What’s the predicted results?
a) When you "Submit" the data to infer and wait for several seconds (The URL for retrieving results is provided), you will see the inferred results as the following interface. The “Summary” shows the RBP binding sites of each input sequence. The user can click the binding sites to get the detail information. The "Query information" shows all the sequence information prepared for the PrismNet models. If the length of input sequence is longer than 101nt, we will split it into 101nt with 20nt sliding window and name it as name_start_end (such as ENST00000389680(21_121). The following "Prediction results" shows the inferred results of all 101nt sequences.
b) The corresponding sequence information follow the "Rank" can be queried in the above "Query information". The "Probability" shows the probability of RNA sequence bound to proteins, and the "Bind" give the judgement of RBP-RNA interaction according to the default binding probability threshold "0.8". "HAR" (High Attention Regions) give the most important regions of RBP-RNA interaction. The user could click the button "View/Hide" to view and hide the saliency map and motifs.
c) The user can get the results by the URL for the “Batch prediction”. Please download it on time.
How to train new model?
On the Model Training page, users have the option to upload a file that shows new RBP binding sites for training a new PrismNet model automatically by the web server. The file need to be named RBP-cellLine-genome-CLIP.tsv, such as IGF2BP1-K562-hg38-CLIP.tsv, or a zip file containing multiple tsv files. Please provide 15000 samples for every tsv file, including 5000 positive samples and 10000 negative samples. If you want to publish the pre-trained model, please choose 'YES' in 'Publish Models'.
After submitting the task, please be sure to wait for the file to be uploaded successfully (it takes some time to be successfully uploaded). When you see the following pop-up window, it indicates that the task has been successfully submitted. You can retrieve the training process by the provided URL.
When the model training is finished, you can download the pre-trained model and generated integrative motifs through the URL provided above. If you have choosed to publish the model, you can use it on the 'Predict' page.
Reference
1. Hu, J., Shen, L., and Sun, G. (2018). Squeeze-and-Excitation Networks. Paper presented at: 2018 IEEE/CVF Conference on Computer Vision and Pattern Recognition.
2. Li, P., Shi, R., and Zhang, Q.C. (2020). icSHAPE-pipe: A comprehensive toolkit for icSHAPE data analysis and evaluation.
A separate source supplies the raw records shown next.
PR #243, opened 2020-08-26
Exclude ModifyCacheParameterGroup operation from generator.yaml

nmvk:
Description of changes:

The attributes of CacheParameterGroup are immutable. This API can be used to update individual key, value
parameters that are part of `CacheParameterGroup`. Without excluding the operation we keep on seeing 
```
2020-08-25T19:28:58.593-0700    ERROR   controller-runtime.controller   Reconciler error        {"controller": "cacheparametergroup", "request": "default/testccr", "error": "InvalidParameter: 1 validation error(s) found.\n- missing required field, ModifyCacheParameterGroupInput.ParameterNameValues.\n"}
```
as Modify operation is continuously invoked.

### DIFF
--- a/services/elasticache/generator.yaml
+++ b/services/elasticache/generator.yaml
@@ -6,5 +6,6 @@ resources:
 ignore:
   operations:
     - DeleteSnapshot
+    - ModifyCacheParameterGroup
   resource_names:
     - GlobalReplicationGroup


jaypipes:
> The attributes of CacheParameterGroup are immutable. This API can be used to update individual key, value
> parameters that are part of `CacheParameterGroup`. Without excluding the operation we keep on seeing

@nmvk I'm confused... if the attributes of CacheParameterGroup are immutable, what does the ModifyCacheParameterGroup API call do?

nmvk:
@jaypipes When we create ParameterGroup for an engine version, https://docs.aws.amazon.com/cli/latest/reference/elasticache/create-cache-parameter-group.html we create a list of parameters for that particular engine version. This list of parameters can be described using `describe-cache-parameters`. 

```
aws elasticache describe-cache-parameters \
    --cache-parameter-group-name "myparamgroup"
```

This will return 
```
{
    "Parameters": [
          {
            "ParameterName": "activedefrag",
            "ParameterValue": "yes",
            "Description": "Enabled active memory defragmentation",
            "Source": "user",
            "DataType": "string",
            "AllowedValues": "yes,no",
            "IsModifiable": true,
            "MinimumEngineVersion": "5.0.0",
            "ChangeType": "immediate"
        }

      & many more parameters
```

Using `Modify` we can update only the values of these parameters and not `cache-parameter-group-family` or `description`

```
aws elasticache modify-cache-parameter-group \
    --cache-parameter-group-name "mygroup" \
    --parameter-name-values "ParameterName=activedefrag, ParameterValue=no"
```

jaypipes:
Ah, OK, yeah, understood now. This actually should be a relatively easy fix/solution. We just need to loop over the Input shape members instead of looping over the Spec/Status fields when generating the Go code that constructs the Input shape to Update operations.

Issue #210, opened 2020-08-18
ElastiCache ReplicationGroup multiple update operations support


kumargauravsharma:
**Is your feature request related to a problem?**
Following ElastiCache APIs are not getting included as part of ack-generate:
- ModifyReplicationGroupShardConfiguration
- IncreaseReplicaCount
- DecreaseReplicaCount

These are related to `ReplicationGroup` and can be considered as modify operation.
CRD for ReplicationGroup is getting auto generated thus `ModifyReplicationGroup` is included.

This issue is to enable support for above mentioned modify operations for ReplicationGroup CR.

**Describe the solution you'd like**
Ability to perform 
- ModifyReplicationGroupShardConfiguration
- IncreaseReplicaCount
- DecreaseReplicaCount

operations on `ReplicationGroup` CR

**Describe alternatives you've considered**
A description of any alternative solutions or features you've considered.

PR #245, opened 2020-08-26
Enable multiple update operations support on single resource

kumargauravsharma:
Issue #210 

Description of changes:
The changes in this PR are to enable custom resource update scenario where Update operation on given resource does not support fields that are supported by its Create method, and there exist specialized methods to update such fields. These specialized method response provides the Resource object indicating the Update on the resource.

For example: `create-replication-group` API arguments include: 
```
num-node-groups
replicas-per-node-group
```
however, `modify-replication-group` API arguments does not, instead `modify-replication-group-shard-configuration` and `increase-replica-count`,  `decrease-replica-count` APIs corresponds to the related Update.

The approach taken in this PR is to add the details of such fields and corresponding custom update methods in the `generator.yaml`. For example:
```
resources:
  ReplicationGroup:
    custom_update_operations:
      UpdateShardConfiguration:
        fields:
          - NumNodeGroups
      UpdateReplicaCount:
        fields:
          - ReplicasPerNodeGroup
```
And custom update methods' (`UpdateShardConfiguration` and `UpdateReplicaCount`) implementation is provided in a separate code file: ```aws-controllers-k8s/services/elasticache/pkg/resource/replication_group/custom_update_api.go```

These methods are supplied with ```DiffReporter``` which helps the code in this file determine the specific Update API to invoke based on the difference in desired, current resource details.

Auto generating following:
```
make build-controller SERVICE=sns
make build-controller SERVICE=ecr
make build-controller SERVICE=s3
```
and after updating bookstore, petstore services files. 
`make test` passed.

Changes include autogenerated sns, ect, s3, and manually updated bookstore, petstore service files per the latest APIs.


pkg/model/crd.go
```diff
@@ -1298,6 +1310,163 @@ func (r *CRD) GoCodeSetOutput(
...
+//			fields:
+//			  - ReplicasPerNodeGroup
+//
+// Then invoking this method as {{ GoCodeCustomUpdate .CRD "ctx" "r" "diffReporter" 1 "resp" }} from template
+// should return:
+//
+//	var ReplicationGroup *svcsdk.ReplicationGroup = nil
+//	for _, diff := range diffReporter.Differences {
+//		switch diff.Path {
+//		case strings.Contains(diff.Path, "ReplicasPerNodeGroup"):
```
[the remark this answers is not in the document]
kumargauravsharma: Updated the code to check for exact match.

pkg/model/crd.go
```diff
@@ -1298,6 +1310,163 @@ func (r *CRD) GoCodeSetOutput(
...
+//			outputShapeName, respErr := rm.UpdateReplicaCount(ctx, r, diffReporter)
```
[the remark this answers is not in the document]
kumargauravsharma: As it corresponds to custom logic, it is not auto generated, file: aws-controllers-k8s/services/elasticache/pkg/resource/replication_group/custom_update_api.go contains the custom logic methods which generator yaml refers.

pkg/model/crd.go
```diff
@@ -1298,6 +1310,163 @@ func (r *CRD) GoCodeSetOutput(
...
+//			fields:
+//			  - NumNodeGroups
+//		  UpdateReplicaCount:
+//			fields:
+//			  - ReplicasPerNodeGroup
+//
+// Then invoking this method as {{ GoCodeCustomUpdate .CRD "ctx" "r" "diffReporter" 1 "resp" }} from template
+// should return:
+//
+//	var ReplicationGroup *svcsdk.ReplicationGroup = nil
```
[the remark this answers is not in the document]
kumargauravsharma: Updated the code. This variable represent the updated resource from API response.

pkg/model/crd.go
```diff
@@ -1298,6 +1310,163 @@ func (r *CRD) GoCodeSetOutput(
...
+//			ReplicationGroup = outputShapeName
+//		case strings.Contains(diff.Path, "NumNodeGroups"):
+//			outputShapeName, respErr := rm.UpdateShardConfiguration(ctx, r, diffReporter)
+//			if respErr != nil {
+//				return nil, respErr
+//			}
+//			ReplicationGroup = outputShapeName
+//		}
+//		if ReplicationGroup != nil {
+//			resp = *svcsdk.ModifyReplicationGroupOutput{ReplicationGroup}
```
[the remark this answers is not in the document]
kumargauravsharma: Updated the code, removed the need to construct `resp`.

pkg/util/diff_reporter.go
```diff
@@ -0,0 +1,46 @@
+package util
```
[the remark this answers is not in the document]
kumargauravsharma: Updated the code, refactored the file per the comment.

pkg/runtime/reconciler.go
```diff
@@ -164,7 +165,11 @@ func (r *reconciler) sync(
 			"arn", latest.Identifiers().ARN(),
 			"is_adopted", isAdopted,
 		)
-		latest, err = rm.Update(ctx, desired)
+
+		var diffReporter util.DiffReporter
+		cmp.Equal(latest, desired, cmp.Reporter(&diffReporter))
```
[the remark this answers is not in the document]
kumargauravsharma: Kept the original diff logic as is, and added the logic for reporter reference to pass to `rm.Update` thus, did not move it up. Please review.

pkg/util/diff_reporter.go
```diff
@@ -0,0 +1,46 @@
...
+	Path string
+	ValueA reflect.Value
+	ValueB reflect.Value
+}
+
+func (diff *DiffItem) String() string {
+	return fmt.Sprintf("%#v:\n\t-: %+v\n\t+: %+v\n", diff.Path, diff.ValueA, diff.ValueB)
+}
+
+type DiffReporter struct {
```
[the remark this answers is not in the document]
kumargauravsharma: Renamed per the comment.

pkg/util/diff_reporter.go
```diff
@@ -0,0 +1,46 @@
...
+	DiffPath		cmp.Path
```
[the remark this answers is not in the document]
kumargauravsharma: Renamed per the comment.

pkg/generate/config/config.go
```diff
@@ -166,6 +179,10 @@ type ExceptionsConfig struct {
 	Codes map[int]string `json:"codes"`
 }
 
+type CustomUpdateOperation struct {
```
jaypipes, line 182: this is unused, AFAICT?

pkg/generate/config/config.go
```diff
@@ -86,6 +94,11 @@ type ResourceConfig struct {
 	ListOperation *ListOperationConfig `json:"list_operation,omitempty"`
 }
 
+// resource fields that map to custom operation
+type CustomUpdateOperationFields struct {
```
jaypipes, line 98: Let's call this type name `CustomUpdateOperationConfig` to match the other type names.

pkg/generate/config/config.go
```diff
@@ -86,6 +94,11 @@ type ResourceConfig struct {
...
+	Fields []string `json:"fields"`
```
jaypipes, line 99: Please add a docstring comment explaining what should go in the `fields` `[]string`.

pkg/model/crd.go
```diff
@@ -1210,7 +1222,11 @@ func (r *CRD) GoCodeSetOutput(
 	if outputShape.UsedAsOutput && len(outputShape.MemberRefs) == 1 {
 		for memberName, memberRef := range outputShape.MemberRefs {
 			if memberRef.Shape.Type == "structure" {
-				sourceVarName += "." + memberName
+				if sourceVarName == "" {
+					sourceVarName = memberName
+				} else {
+					sourceVarName += "." + memberName
+				}
```
jaypipes, line 1229: This change should be reverted.

pkg/model/crd.go
```diff
@@ -1356,6 +1372,197 @@ func (r *CRD) GoCodeSetOutput(
...
+//				}
+//				ReplicationGroup = outputShapeName
+//			case "Spec.NumNodeGroups":
+//				outputShapeName, respErr := rm.UpdateShardConfiguration(ctx, r, diffReporter)
+//				if respErr != nil {
+//					return nil, respErr
+//				}
+//				ReplicationGroup = outputShapeName
+//			}
+//			if ReplicationGroup != nil {
```
jaypipes, line 1410: What happens if there are mutations to **both** the `Spec.ReplicasPerNodeGroup` **and** `Spec.NumNodeGroups` fields? In this code, only one of those calls to the custom callbacks will be triggered due to this line and `break`, no?

pkg/model/crd.go
```diff
@@ -1356,6 +1372,197 @@ func (r *CRD) GoCodeSetOutput(
...
+//			}
+//		}
+//		if ReplicationGroup == nil {
+//			resp, respErr := rm.sdkapi.ModifyReplicationGroupWithContext(ctx, input)
+//			if respErr != nil {
+//				return nil, respErr
+//			}
+//			ReplicationGroup = resp.ReplicationGroup
+//		}
+
```
jaypipes, line 1421: nit: remove this blank line.

pkg/model/crd.go
```diff
@@ -1356,6 +1372,197 @@ func (r *CRD) GoCodeSetOutput(
...
+//		  UpdateShardConfiguration:
+//			fields:
+//			  - NumNodeGroups
+//		  UpdateReplicaCount:
+//			fields:
+//			  - ReplicasPerNodeGroup
+//
+// Then invoking this method as {{ GoCodeCustomUpdate .CRD "ctx" "r" "diffReporter" 1 }} from template
+// should return:
+//		var ReplicationGroup *svcsdk.ReplicationGroup = nil
```
jaypipes, line 1394: I'm still not clear what this `ReplicationGroup` variable actually is needed for...

pkg/model/crd.go
```diff
@@ -1356,6 +1372,197 @@ func (r *CRD) GoCodeSetOutput(
...
+//			if ReplicationGroup != nil {
+//				break // for loop
+//			}
+//		}
+//		if ReplicationGroup == nil {
+//			resp, respErr := rm.sdkapi.ModifyReplicationGroupWithContext(ctx, input)
+//			if respErr != nil {
+//				return nil, respErr
+//			}
+//			ReplicationGroup = resp.ReplicationGroup
```
jaypipes, line 1419: This block of code is already output in the normal `GoCodeSetOutput` code path for the Update operation... you should not need to have this here.

pkg/types/aws_resource_descriptor.go
```diff
@@ -42,6 +43,13 @@ type AWSResourceDescriptor interface {
 	// should be the same. In other words, the Diff() method should be called
 	// with the same concrete implementing AWSResource type
 	Diff(AWSResource, AWSResource) string
+
+	// DiffReport returns a Reporter which provides the difference between two supplied
+	// AWSResources. The underlying types of the two supplied AWSResources should
+	// be the same. In other words, the DiffReport() method should be called with the
+	// same concrete implementing AWSResource type
+	DiffReport(AWSResource, AWSResource) *ackcompare.Reporter
```
jaypipes, line 51: No need to add another `DiffReport` method to this interface. Simply go ahead and change the existing `Diff` method to return an `*ackcompare.Reporter` instead of a string.

Then, on line 165-171 of reconciler.go:

```go
		diff := r.rd.Diff(desired, latest)
		r.log.V(1).Info(
			"desired resource state has changed",
			"diff", diff,
			"arn", latest.Identifiers().ARN(),
			"is_adopted", isAdopted,
		)
```

simply change it to this:

```go
		diff := r.rd.Diff(desired, latest)
		r.log.V(1).Info(
			"desired resource state has changed",
			"diff", diff.String(),
			"arn", latest.Identifiers().ARN(),
			"is_adopted", isAdopted,
		)
```

services/ecr/apis/v1alpha1/enums.go
```diff
@@ -48,7 +41,6 @@ const (
 	ImageFailureCode_ImageNotFound                 ImageFailureCode = "ImageNotFound"
 	ImageFailureCode_MissingDigestAndTag           ImageFailureCode = "MissingDigestAndTag"
 	ImageFailureCode_ImageReferencedByManifestList ImageFailureCode = "ImageReferencedByManifestList"
-	ImageFailureCode_KmsError                      ImageFailureCode = "KmsError"
```
jaypipes, line 51: Please revert these changes. They were due to you running `make build-controller SERVICE=ecr` with an older version of `aws-sdk-go` :)

jaypipes (changes requested):
Still a number of things that I think need to be fixed up about this, @kumargauravsharma. Please see inline comments.

Also, it looks like you make have run `make build-controller` and had an older version of `aws-sdk-go` Go module installed. You will want to run `make test` before running `make build-controller` again and make sure the latest aws-sdk-go Go module is downloaded.

Finally, I would support checking in a generated version of the Elasticache service controller in a separate PR **before this one**. That way, we can better see the changes to the generated service controller code that this change introduces. Would you like me to check the Elasticache service controller code in and you then rebase onto main?

templates/pkg/crd_sdk.go.tpl
```diff
@@ -188,22 +189,38 @@ func (rm *resourceManager) newCreateRequestPayload(
...
+    {{ if .CRD.HasCustomUpdateOperations }}
+
+    {{ $setCode := GoCodeSetUpdateOutput .CRD "" "ko.Status" 1 }}
+    {{ GoCodeCustomUpdate .CRD "ctx" "r" "diffReporter" 1 }}
+    // Merge in the information we read from the API call above to the copy of
+    // the original Kubernetes object we passed to the function
+    ko := r.ko.DeepCopy()
+    {{ $setCode }}
+
+    {{ else }}
```
jaypipes, line 209: Here, I was thinking you could just use `{{ end }}` instead of  `{{ else }}`. That way, you could place a good chunk of the static Go code generation here, for example, you could do something like this:

```
    {{ if .CRD.HasCustomUpdateOperations }}
		for _, diff := range diffReporter.Differences {
			switch diff.Path {
        {{- range $diffPath, $customMethod := .CRD.GetCustomUpdateOperations }}
			case "{{ $diffPath }}":
				if err := rm.UpdateReplicaCount(ctx, r, diffReporter); err != nil {
					return nil, err
				}
         {{- end }}
			}
    {{ end }}
```

And you wouldn't need any of the `CRD.GoCodeCustomOutput` method at all...

templates/pkg/crd_sdk.go.tpl
```diff
@@ -188,22 +189,38 @@ func (rm *resourceManager) newCreateRequestPayload(
...
 		return nil, respErr
 	}
-	// Merge in the information we read from the API call above to the copy of
-	// the original Kubernetes object we passed to the function
-	ko := r.ko.DeepCopy()
-{{ $setCode }}
+    // Merge in the information we read from the API call above to the copy of
+    // the original Kubernetes object we passed to the function
+    ko := r.ko.DeepCopy()
+    {{ $setCode }}
```
jaypipes, line 219: Make sure you replace four spaces with `\t` characters when in templates :)

pkg/generate/config/config.go
kumargauravsharma: Removed the unused block of code.

pkg/generate/config/config.go
kumargauravsharma: Updated the type name.

pkg/generate/config/config.go
kumargauravsharma: Added docstring.

pkg/model/crd.go
kumargauravsharma: Reverted.

pkg/model/crd.go
kumargauravsharma: Updated the code to `return` after invoking custom update method. Next reconciler invocation would lead to next custom update method call (if resource is in modifiable state).

pkg/model/crd.go
kumargauravsharma: Code removed.

pkg/model/crd.go
kumargauravsharma: Code removed.

pkg/model/crd.go
kumargauravsharma: Code removed.

pkg/types/aws_resource_descriptor.go
kumargauravsharma: Code updated.

services/ecr/apis/v1alpha1/enums.go
kumargauravsharma: The `make build-controller SERVICE=ecr` was producing this even after clearing go mod caches.

I find that setting `ACK_GENERATE_CACHE_DIR` environment variable to a value resulted in resolving this issue.
* The default value `~/.cache/aws-controllers-k8s` (set inside `build-controller.sh`) did not create any `.cache` directory inside user `home`.

latest PR includes files generated using 
```
make build-controller SERVICE=elasticache && make build-controller SERVICE=sns && make build-controller SERVICE=ecr && make build-controller SERVICE=s3
```

templates/pkg/crd_sdk.go.tpl
kumargauravsharma: Thanks for the suggestion. I have applied it in the code.

templates/pkg/crd_sdk.go.tpl
kumargauravsharma: Code updated.

pkg/compare/reporter.go
```diff
@@ -0,0 +1,45 @@
...
+	}
+}
+
+func (reporter *Reporter) String() string {
+	var diffs []string
+	for _, diff := range reporter.Differences {
+		diffs = append(diffs, diff.String())
+	}
+	return strings.Join(diffs, "\n")
+}
```
jaypipes, line 45: :+1:

pkg/runtime/reconciler.go
```diff
@@ -163,14 +163,14 @@ func (r *reconciler) sync(
...
+		diffReporter := r.rd.Diff(desired, latest)
 		r.log.V(1).Info(
 			"desired resource state has changed",
-			"diff", diff,
+			"diff", diffReporter.String(),
 			"arn", latest.Identifiers().ARN(),
 			"is_adopted", isAdopted,
 		)
-		latest, err = rm.Update(ctx, desired)
+		latest, err = rm.Update(ctx, desired, diffReporter)
```
jaypipes, line 173: :+1:

pkg/types/aws_resource_descriptor.go
```diff
@@ -37,11 +38,11 @@ type AWSResourceDescriptor interface {
...
-	// Diff returns a string representing the difference between two supplied
-	// AWSResources/ The underlying types of the two supplied AWSResources
-	// should be the same. In other words, the Diff() method should be called
-	// with the same concrete implementing AWSResource type
-	Diff(AWSResource, AWSResource) string
+	// Diff returns a Reporter which provides the difference between two supplied
+	// AWSResources. The underlying types of the two supplied AWSResources should
+	// be the same. In other words, the Diff() method should be called with the
+	// same concrete implementing AWSResource type
+	Diff(AWSResource, AWSResource) *ackcompare.Reporter
```
jaypipes, line 45: :+1:

pkg/generate/config/config.go
```diff
@@ -86,6 +96,14 @@ type ResourceConfig struct {
 	ListOperation *ListOperationConfig `json:"list_operation,omitempty"`
 }
 
+// Custom resource fields paths list that map to custom operation
+type CustomUpdateOperationConfig struct {
+	// string paths to fields on the custom resource
+	// Example:
+	//  For field ReplicationGroup.Spec.ReplicasPerNodeGroup, the string value would be: Spec.ReplicasPerNodeGroup
+	DiffPaths []string `json:"diff_paths"`
```
jaypipes, line 104: Is there a reason we want DiffPaths to be a slice of string instead of just a string? Are there situations where a single update custom update method would be fired for **multiple** DiffPaths?

If there are no situations like that, probably would be simpler to get rid of `CustomUpdateOperationConfig` entirely and just have `ResourceConfig.CustomUpdateOperations` Go type be `map[string]string` where the map keys are the names of the custom methods on the `resourceManager` and the map values are the DiffPath that triggers that call to a custom method.

Thoughts?

services/elasticache/pkg/resource/replication_group/custom_update_api.go
```diff
@@ -0,0 +1,388 @@
...
+				if respErr != nil {
+					fmt.Printf("Failed to DecreaseReplicaCountWithContext. Error: %v\n", respErr)
+					return nil, respErr
+				}
+				return provideUpdatedResource(r, resp.ReplicationGroup)
+			}
+
+			break
+		}
+	}
```
jaypipes, line 88: just a stylistic suggestion... you can remove at least one level of indentation in this function by just "searching" for the `DiffItem` and returning an error early if you don't find it. Something like this:

```go
func (rm *resourceManager) UpdateReplicaCount(
	ctx context.Context,
	r *resource,
	diffReporter *ackcompare.Reporter,
) (*resource, error) {

        var di *ackcompare.DiffItem
	for _, diff := range diffReporter.Differences {
		if diff.Path == "Spec.ReplicasPerNodeGroup" {
                        di = diff
			break
		}
	}			
        if di == nil {
                 return nil, fmt.Errorf("expected different ReplicasPerNodeGroup.")
        }

        desired, err1 := strconv.Atoi(diff.ValueA)
        latest, err2 := strconv.Atoi(diff.ValueB)

	if err1 != nil || err2 != nil {
		return nil, fmt.Errorf("UpdateReplicaCount failed: invalid values")
	}

	if latest < desired { // increase
		fmt.Printf("Requesting Increase Replica Count. Old value: %v, New Value: %v\n", latest, desired)
		input, err := rm.newIncreaseReplicaCountRequestPayload(r)
		if err != nil {
			fmt.Printf("Error occurred: %v\n", err)
			return nil, err
		}
		resp, respErr := rm.sdkapi.IncreaseReplicaCountWithContext(ctx, input)
		if respErr != nil {
			fmt.Printf("Failed to IncreaseReplicaCountWithContext. Error: %v\n", respErr)
			return nil, respErr
		}
		return provideUpdatedResource(r, resp.ReplicationGroup)
	}
        // decrease
	input, err := rm.newDecreaseReplicaCountRequestPayload(r)
	fmt.Printf("Requesting Decrease Replica Count. Old value: %v, New Value: %v\n", latest, desired)
	if err != nil {
		fmt.Printf("Error occurred: %v\n", err)
		return nil, err
	}
	resp, respErr := rm.sdkapi.DecreaseReplicaCountWithContext(ctx, input)
	if respErr != nil {
		fmt.Printf("Failed to DecreaseReplicaCountWithContext. Error: %v\n", respErr)
		return nil, respErr
	}
	return provideUpdatedResource(r, resp.ReplicationGroup)
}
```

services/elasticache/pkg/resource/replication_group/custom_update_api.go
```diff
@@ -0,0 +1,388 @@
...
+
+			if err1 != nil || err2 != nil {
+				return nil, fmt.Errorf("UpdateReplicaCount failed: invalid values")
+			}
+
+			if latest < desired { // increase
+				fmt.Printf("Requesting Increase Replica Count. Old value: %v, New Value: %v\n", latest, desired)
+				input, err := rm.newIncreaseReplicaCountRequestPayload(r)
+				if err != nil {
+					fmt.Printf("Error occurred: %v\n", err)
```
jaypipes, line 62: Don't print the error, just return it up the call chain. The reconciler will log the error appropriately. :)

Here and throughout this file...

services/elasticache/pkg/resource/replication_group/custom_update_api.go
```diff
@@ -0,0 +1,388 @@
...
+				}
+				resp, respErr := rm.sdkapi.IncreaseReplicaCountWithContext(ctx, input)
+				if respErr != nil {
+					fmt.Printf("Failed to IncreaseReplicaCountWithContext. Error: %v\n", respErr)
+					return nil, respErr
+				}
+				return provideUpdatedResource(r, resp.ReplicationGroup)
+			} else { // decrease
+				input, err := rm.newDecreaseReplicaCountRequestPayload(r)
+				fmt.Printf("Requesting Decrease Replica Count. Old value: %v, New Value: %v\n", latest, desired)
```
jaypipes, line 73: this is fine for now. Eventually we'll plumb a logger down into the resourceManager so you can use `rm.log.V(1).Info()` here for debug log statements.

services/elasticache/pkg/resource/replication_group/custom_update_api.go
```diff
@@ -0,0 +1,388 @@
...
+		}
+		res.SetReplicaConfiguration(f13)
+	}
+
+	return res, nil
+}
+
+// This method copies the data from given replicationGroup by populating it into copy of supplied resource
+// and returns it.
+func provideUpdatedResource(
```
jaypipes, line 234: :+1: I know it's a bit of a copy/paste pain right now, but we'll work together to auto-generate these kind of helper setter methods in a future PR :)

pkg/generate/config/config.go
kumargauravsharma: There are multiple DiffPaths that can lead to a custom method. For example, replication group create API supports:
```
[--num-node-groups   <value>]
[--replicas-per-node-group   <value>]
```
values for these are numbers and service handles creation of node-groups (shards), replicas in each shard per the provided number. Service handles determining the fine-grained details for shards, replicas itself.

However, replication group create API also supports fine grained option to configure each shard during create:
```
[--node-group-configuration   <value>]
```
here the value is an array where each entry in array provide fine-grained values for the node-groups (shards) and replicas:
```
[
{
    "NodeGroupId":   "string",
    "Slots": "string",
    "ReplicaCount": integer,
    "PrimaryAvailabilityZone":   "string",
    "ReplicaAvailabilityZones":   ["string", ...]
},
...
]
```

Thus, there are multiple fields that can lead to custom update methods.

services/elasticache/pkg/resource/replication_group/custom_update_api.go
kumargauravsharma: 👍 updated code.

services/elasticache/pkg/resource/replication_group/custom_update_api.go
kumargauravsharma: During debugging it helped to have error message discoverable in code as the reconciler error logs did not provide location where error occurred. Thus, added print messages with error and messages.

Updated code and removed the printf statements related to errors.

services/elasticache/pkg/resource/replication_group/custom_update_api.go
kumargauravsharma: 👍

services/elasticache/pkg/resource/replication_group/custom_update_api.go
kumargauravsharma: 👍

jaypipes (approved):
Good to go. I still think we might be able to simplify/clarify the CustomUpdateOperations struct slightly but meh, we can always improve it over time.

Methods 178, 96-103.
3. Sun, L., Xu, K., Huang, W., Yang, Y.T., Li, P., Tang, L., Xiong, T., and Zhang, Q.C. (2021). Predicting dynamic cellular protein-RNA interactions by deep learning using in vivo RNA structures. Cell Res, 31, 495-516.
4. Van Nostrand, E.L., Freese, P., Pratt, G.A., Wang, X., Wei, X., Xiao, R., Blue, S.M., Chen, J.Y., Cody, N.A.L., Dominguez, D., et al. (2020). A large-scale binding and functional map of human RNA-binding proteins. Nature 583, 711-719.
5. Wattenberg, D.S.a.N.T.a.B.K.a.F.B.V.e.g.a.M. (2017). SmoothGrad: removing noise by adding noise. ArXiv abs/1706.03825.
6. Zarnegar, B.J., Flynn, R.A., Shen, Y., Do, B.T., Chang, H.Y., and Khavari, P.A. (2016). irCLIP platform for efficient characterization of protein-RNA interactions. Nature methods 13, 489-492.
7. Zhu, Y., Xu, G., Yang, Y.T., Xu, Z., Chen, X., Shi, B., Xie, D., Lu, Z.J., and Wang, P. (2019). POSTAR2: deciphering the post-transcriptional regulatory logics. Nucleic acids research 47, D203-D211.